* [The data]
━━━

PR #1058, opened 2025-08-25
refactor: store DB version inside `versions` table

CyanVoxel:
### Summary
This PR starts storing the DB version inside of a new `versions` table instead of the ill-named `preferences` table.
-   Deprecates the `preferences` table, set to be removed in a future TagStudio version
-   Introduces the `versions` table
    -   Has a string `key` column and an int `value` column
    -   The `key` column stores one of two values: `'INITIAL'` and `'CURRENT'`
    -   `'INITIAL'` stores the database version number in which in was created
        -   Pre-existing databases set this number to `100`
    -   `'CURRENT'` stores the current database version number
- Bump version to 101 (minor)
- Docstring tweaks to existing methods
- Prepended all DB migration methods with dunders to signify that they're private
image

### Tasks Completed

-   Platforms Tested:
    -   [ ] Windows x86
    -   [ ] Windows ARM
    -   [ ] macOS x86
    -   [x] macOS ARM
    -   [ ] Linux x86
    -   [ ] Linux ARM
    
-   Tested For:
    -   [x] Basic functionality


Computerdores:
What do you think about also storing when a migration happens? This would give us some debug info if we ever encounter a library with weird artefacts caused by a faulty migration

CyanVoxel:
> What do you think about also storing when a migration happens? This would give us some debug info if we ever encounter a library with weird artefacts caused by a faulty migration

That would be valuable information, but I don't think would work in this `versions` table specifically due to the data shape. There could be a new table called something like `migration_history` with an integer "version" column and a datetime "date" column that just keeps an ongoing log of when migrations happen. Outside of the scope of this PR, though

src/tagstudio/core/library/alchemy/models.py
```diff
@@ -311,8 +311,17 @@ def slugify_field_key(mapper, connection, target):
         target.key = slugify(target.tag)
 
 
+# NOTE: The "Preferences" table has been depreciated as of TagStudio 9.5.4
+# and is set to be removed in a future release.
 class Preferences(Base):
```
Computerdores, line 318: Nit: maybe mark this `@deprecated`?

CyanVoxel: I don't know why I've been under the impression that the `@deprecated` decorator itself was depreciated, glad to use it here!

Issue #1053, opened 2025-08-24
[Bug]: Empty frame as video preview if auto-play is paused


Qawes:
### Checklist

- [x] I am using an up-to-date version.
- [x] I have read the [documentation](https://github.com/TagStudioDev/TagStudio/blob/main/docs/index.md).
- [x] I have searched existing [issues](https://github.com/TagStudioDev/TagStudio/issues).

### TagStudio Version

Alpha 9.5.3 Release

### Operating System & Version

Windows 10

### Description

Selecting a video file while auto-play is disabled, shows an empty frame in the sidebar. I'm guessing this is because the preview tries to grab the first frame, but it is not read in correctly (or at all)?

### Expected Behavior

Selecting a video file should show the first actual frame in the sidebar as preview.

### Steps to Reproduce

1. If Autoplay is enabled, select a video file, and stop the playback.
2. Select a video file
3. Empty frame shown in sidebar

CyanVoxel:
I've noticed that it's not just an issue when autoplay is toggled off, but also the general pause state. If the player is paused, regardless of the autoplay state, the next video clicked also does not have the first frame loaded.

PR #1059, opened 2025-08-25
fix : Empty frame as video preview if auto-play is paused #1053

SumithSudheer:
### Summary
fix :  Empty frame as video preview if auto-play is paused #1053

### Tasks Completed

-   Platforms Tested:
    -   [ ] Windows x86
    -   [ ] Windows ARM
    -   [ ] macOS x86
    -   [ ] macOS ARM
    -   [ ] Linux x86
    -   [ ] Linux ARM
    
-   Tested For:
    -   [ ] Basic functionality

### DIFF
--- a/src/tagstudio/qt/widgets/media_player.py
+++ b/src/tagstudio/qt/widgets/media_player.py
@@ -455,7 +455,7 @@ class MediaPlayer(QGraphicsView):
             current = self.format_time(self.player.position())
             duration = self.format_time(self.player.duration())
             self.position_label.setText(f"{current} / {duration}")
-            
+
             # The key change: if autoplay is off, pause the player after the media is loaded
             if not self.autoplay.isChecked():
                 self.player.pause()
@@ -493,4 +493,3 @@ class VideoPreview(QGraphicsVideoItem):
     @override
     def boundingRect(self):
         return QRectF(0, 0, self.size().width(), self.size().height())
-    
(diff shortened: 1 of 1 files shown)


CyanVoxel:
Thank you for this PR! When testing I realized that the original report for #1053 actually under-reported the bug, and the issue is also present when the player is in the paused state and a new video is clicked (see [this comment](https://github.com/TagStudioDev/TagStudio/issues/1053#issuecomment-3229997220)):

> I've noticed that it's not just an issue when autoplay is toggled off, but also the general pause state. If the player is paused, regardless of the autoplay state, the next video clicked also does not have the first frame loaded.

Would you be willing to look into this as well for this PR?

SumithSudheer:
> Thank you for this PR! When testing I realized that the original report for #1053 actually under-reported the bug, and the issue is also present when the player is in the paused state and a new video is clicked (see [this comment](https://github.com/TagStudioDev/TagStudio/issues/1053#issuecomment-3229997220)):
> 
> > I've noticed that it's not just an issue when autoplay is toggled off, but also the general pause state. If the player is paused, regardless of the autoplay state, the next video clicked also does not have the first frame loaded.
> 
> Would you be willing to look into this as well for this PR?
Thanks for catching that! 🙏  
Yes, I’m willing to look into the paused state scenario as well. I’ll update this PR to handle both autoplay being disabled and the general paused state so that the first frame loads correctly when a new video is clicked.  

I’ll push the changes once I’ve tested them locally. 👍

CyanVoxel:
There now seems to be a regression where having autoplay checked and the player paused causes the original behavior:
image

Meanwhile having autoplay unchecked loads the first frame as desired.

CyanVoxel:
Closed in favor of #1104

━━━

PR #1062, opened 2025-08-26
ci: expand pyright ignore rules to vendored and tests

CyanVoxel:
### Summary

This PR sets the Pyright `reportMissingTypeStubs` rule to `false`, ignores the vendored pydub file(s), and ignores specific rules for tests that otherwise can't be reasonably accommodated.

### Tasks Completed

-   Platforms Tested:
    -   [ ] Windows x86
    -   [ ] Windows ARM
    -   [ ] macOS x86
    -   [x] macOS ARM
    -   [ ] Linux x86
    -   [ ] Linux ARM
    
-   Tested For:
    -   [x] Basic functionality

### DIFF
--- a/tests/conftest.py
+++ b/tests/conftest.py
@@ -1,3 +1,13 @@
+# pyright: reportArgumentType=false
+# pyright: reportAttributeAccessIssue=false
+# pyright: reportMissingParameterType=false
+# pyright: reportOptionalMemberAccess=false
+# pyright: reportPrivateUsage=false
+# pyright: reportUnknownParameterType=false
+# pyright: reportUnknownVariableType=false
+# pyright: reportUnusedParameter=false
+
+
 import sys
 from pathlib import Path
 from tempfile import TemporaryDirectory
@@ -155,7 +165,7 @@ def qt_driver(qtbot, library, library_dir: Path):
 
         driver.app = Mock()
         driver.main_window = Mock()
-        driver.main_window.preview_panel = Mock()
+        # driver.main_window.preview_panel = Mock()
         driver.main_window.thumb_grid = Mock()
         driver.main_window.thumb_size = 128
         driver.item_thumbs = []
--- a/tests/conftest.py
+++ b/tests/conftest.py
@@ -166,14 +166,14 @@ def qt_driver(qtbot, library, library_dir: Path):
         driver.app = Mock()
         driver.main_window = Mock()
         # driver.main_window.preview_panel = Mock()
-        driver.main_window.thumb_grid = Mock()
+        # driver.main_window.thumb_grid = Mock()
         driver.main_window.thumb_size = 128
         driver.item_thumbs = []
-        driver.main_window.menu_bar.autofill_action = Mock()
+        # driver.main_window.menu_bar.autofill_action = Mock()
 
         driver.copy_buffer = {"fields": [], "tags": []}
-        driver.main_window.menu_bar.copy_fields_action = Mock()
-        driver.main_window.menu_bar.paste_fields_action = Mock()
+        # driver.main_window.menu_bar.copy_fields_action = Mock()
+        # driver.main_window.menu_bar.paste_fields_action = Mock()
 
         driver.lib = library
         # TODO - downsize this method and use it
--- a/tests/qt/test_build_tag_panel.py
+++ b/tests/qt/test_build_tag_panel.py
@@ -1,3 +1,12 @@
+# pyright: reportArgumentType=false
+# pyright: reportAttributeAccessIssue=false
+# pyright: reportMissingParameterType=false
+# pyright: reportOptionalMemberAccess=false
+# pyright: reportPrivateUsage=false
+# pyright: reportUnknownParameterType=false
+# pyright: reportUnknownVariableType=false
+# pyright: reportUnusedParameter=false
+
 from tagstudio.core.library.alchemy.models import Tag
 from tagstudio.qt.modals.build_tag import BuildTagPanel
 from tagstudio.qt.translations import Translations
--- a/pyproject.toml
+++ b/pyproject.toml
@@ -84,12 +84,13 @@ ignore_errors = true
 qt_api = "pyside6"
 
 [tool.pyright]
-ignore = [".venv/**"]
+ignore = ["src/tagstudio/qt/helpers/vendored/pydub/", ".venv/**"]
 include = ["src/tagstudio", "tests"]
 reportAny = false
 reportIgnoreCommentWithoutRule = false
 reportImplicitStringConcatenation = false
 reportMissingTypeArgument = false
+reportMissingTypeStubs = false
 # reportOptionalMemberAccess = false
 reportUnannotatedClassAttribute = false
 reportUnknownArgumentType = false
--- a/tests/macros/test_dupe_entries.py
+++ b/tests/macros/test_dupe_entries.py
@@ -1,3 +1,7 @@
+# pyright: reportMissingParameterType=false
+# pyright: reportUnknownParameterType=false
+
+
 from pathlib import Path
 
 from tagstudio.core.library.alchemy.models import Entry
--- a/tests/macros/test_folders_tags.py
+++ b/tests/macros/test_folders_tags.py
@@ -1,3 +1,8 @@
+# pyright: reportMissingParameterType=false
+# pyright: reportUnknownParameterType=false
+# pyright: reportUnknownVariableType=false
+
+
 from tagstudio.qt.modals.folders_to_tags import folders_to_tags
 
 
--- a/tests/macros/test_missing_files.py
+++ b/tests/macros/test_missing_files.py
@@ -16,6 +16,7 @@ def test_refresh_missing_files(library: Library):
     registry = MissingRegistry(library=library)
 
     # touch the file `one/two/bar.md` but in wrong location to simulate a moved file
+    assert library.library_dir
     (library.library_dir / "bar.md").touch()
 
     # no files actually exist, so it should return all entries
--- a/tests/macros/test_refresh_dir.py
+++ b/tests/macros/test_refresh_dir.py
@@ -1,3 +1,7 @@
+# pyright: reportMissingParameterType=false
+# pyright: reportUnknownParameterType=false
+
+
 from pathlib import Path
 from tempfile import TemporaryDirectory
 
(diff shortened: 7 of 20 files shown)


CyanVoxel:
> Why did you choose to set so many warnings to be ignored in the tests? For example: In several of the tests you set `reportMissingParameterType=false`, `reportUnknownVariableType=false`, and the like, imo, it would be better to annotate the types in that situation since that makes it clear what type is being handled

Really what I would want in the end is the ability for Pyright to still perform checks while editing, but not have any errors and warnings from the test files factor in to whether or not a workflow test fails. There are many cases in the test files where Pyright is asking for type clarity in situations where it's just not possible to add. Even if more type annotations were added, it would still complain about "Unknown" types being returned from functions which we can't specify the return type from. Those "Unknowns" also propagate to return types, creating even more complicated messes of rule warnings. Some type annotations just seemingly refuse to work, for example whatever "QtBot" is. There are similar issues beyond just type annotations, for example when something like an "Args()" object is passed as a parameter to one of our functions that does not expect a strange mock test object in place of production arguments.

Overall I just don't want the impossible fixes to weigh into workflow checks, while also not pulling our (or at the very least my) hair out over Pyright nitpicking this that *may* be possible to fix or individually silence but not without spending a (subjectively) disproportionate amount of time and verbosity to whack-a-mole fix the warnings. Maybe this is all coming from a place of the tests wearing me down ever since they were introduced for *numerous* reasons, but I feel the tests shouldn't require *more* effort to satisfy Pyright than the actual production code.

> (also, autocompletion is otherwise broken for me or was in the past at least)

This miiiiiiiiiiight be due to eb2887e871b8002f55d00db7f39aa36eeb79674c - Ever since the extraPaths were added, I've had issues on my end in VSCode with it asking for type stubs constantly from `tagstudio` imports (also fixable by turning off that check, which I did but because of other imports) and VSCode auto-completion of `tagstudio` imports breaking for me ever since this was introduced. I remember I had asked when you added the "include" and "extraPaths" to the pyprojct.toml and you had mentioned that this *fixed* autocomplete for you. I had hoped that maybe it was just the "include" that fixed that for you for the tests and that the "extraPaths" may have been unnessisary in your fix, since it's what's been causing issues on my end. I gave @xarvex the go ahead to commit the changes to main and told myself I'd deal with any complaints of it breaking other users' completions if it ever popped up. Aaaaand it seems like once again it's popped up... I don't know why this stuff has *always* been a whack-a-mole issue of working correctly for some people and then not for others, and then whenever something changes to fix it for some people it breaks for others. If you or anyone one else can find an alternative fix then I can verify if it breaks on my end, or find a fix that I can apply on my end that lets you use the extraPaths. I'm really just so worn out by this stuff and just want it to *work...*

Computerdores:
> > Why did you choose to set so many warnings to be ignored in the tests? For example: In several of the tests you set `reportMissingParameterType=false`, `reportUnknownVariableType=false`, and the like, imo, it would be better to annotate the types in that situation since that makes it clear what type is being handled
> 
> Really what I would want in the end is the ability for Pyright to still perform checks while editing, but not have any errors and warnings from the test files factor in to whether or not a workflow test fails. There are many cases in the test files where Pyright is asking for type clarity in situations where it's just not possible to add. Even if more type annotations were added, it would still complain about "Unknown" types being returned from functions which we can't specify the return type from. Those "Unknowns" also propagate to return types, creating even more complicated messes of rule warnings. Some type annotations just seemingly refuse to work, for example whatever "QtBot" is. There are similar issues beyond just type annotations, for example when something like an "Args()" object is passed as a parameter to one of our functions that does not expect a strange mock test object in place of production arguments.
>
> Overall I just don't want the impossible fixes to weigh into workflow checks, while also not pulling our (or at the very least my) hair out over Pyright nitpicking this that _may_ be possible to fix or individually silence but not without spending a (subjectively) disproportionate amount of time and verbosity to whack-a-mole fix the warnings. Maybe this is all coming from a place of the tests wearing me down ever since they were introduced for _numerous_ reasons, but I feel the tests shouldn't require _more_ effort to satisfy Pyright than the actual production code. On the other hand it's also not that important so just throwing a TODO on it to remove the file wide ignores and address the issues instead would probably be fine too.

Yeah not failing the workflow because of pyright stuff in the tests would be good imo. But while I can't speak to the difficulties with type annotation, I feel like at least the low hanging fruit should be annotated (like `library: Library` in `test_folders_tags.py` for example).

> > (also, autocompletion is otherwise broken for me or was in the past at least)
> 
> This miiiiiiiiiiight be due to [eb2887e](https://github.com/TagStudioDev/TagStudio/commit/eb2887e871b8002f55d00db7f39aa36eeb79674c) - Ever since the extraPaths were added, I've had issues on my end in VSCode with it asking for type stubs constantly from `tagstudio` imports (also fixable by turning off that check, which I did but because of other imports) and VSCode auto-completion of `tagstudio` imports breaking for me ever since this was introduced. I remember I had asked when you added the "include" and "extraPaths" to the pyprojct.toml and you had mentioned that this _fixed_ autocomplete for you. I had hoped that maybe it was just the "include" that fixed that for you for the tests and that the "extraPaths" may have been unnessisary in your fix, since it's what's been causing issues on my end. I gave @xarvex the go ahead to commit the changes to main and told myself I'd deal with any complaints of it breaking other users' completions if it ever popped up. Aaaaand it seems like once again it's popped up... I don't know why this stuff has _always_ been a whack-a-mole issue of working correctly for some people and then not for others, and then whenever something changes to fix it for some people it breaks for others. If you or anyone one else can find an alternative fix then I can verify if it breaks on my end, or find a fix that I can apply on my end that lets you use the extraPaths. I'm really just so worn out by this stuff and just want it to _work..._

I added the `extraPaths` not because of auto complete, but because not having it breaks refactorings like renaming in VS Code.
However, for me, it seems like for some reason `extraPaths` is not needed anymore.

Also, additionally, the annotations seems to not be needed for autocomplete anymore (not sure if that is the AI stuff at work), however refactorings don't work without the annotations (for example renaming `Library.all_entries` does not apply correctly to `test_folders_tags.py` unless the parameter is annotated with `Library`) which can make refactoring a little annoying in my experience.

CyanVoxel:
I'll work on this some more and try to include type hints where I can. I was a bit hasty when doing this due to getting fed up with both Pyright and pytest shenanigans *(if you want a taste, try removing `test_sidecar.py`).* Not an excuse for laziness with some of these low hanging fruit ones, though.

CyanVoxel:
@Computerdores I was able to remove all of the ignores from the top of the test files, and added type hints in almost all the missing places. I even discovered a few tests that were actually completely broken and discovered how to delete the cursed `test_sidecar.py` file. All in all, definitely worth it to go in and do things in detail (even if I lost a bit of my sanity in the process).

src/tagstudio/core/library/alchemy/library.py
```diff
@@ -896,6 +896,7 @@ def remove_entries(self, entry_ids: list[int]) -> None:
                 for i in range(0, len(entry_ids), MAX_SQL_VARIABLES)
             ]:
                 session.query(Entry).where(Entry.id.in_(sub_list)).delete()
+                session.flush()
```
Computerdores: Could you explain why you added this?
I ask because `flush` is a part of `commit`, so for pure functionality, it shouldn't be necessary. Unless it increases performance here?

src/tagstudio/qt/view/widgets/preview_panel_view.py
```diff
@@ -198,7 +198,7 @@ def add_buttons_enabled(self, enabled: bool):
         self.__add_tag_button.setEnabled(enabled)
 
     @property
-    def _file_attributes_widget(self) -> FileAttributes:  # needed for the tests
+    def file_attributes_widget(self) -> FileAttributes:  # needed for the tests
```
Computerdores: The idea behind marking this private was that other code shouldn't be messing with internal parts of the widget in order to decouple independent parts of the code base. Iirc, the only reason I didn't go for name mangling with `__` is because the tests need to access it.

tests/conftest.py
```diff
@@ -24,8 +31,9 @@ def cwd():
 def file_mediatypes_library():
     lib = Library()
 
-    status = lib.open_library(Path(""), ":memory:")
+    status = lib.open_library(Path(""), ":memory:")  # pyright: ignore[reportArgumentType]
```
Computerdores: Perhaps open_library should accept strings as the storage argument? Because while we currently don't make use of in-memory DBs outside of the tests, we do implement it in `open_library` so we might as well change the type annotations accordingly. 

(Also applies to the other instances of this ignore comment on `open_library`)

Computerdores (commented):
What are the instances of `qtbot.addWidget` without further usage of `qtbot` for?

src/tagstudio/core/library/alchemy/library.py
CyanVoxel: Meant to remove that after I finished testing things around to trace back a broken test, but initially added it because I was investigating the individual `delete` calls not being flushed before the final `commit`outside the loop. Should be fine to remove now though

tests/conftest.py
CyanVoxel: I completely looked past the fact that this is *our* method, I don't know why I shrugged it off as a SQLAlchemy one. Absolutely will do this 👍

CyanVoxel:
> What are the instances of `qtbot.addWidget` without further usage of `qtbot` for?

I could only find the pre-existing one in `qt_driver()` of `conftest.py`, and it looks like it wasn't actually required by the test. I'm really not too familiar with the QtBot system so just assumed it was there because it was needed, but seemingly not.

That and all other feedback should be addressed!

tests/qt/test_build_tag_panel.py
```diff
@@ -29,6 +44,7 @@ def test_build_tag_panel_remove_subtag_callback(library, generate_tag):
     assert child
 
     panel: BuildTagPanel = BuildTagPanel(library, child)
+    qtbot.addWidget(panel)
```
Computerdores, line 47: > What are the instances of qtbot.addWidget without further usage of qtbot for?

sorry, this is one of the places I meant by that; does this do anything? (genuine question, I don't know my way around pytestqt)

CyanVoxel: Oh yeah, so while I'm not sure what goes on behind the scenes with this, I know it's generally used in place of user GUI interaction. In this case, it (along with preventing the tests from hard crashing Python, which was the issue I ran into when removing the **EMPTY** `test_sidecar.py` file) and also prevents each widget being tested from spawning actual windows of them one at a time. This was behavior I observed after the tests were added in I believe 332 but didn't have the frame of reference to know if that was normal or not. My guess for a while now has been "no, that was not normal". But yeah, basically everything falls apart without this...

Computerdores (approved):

━━━

Scan the listing above for the line that has "self.player.pause()", then copy exactly from that line through the line that has "Thanks for catching that! 🙏".

                 self.player.pause()
@@ -493,4 +493,3 @@ class VideoPreview(QGraphicsVideoItem):
     @override
     def boundingRect(self):
         return QRectF(0, 0, self.size().width(), self.size().height())
-    
(diff shortened: 1 of 1 files shown)


CyanVoxel:
Thank you for this PR! When testing I realized that the original report for #1053 actually under-reported the bug, and the issue is also present when the player is in the paused state and a new video is clicked (see [this comment](https://github.com/TagStudioDev/TagStudio/issues/1053#issuecomment-3229997220)):

> I've noticed that it's not just an issue when autoplay is toggled off, but also the general pause state. If the player is paused, regardless of the autoplay state, the next video clicked also does not have the first frame loaded.

Would you be willing to look into this as well for this PR?

SumithSudheer:
> Thank you for this PR! When testing I realized that the original report for #1053 actually under-reported the bug, and the issue is also present when the player is in the paused state and a new video is clicked (see [this comment](https://github.com/TagStudioDev/TagStudio/issues/1053#issuecomment-3229997220)):
> 
> > I've noticed that it's not just an issue when autoplay is toggled off, but also the general pause state. If the player is paused, regardless of the autoplay state, the next video clicked also does not have the first frame loaded.
> 
> Would you be willing to look into this as well for this PR?
Thanks for catching that! 🙏  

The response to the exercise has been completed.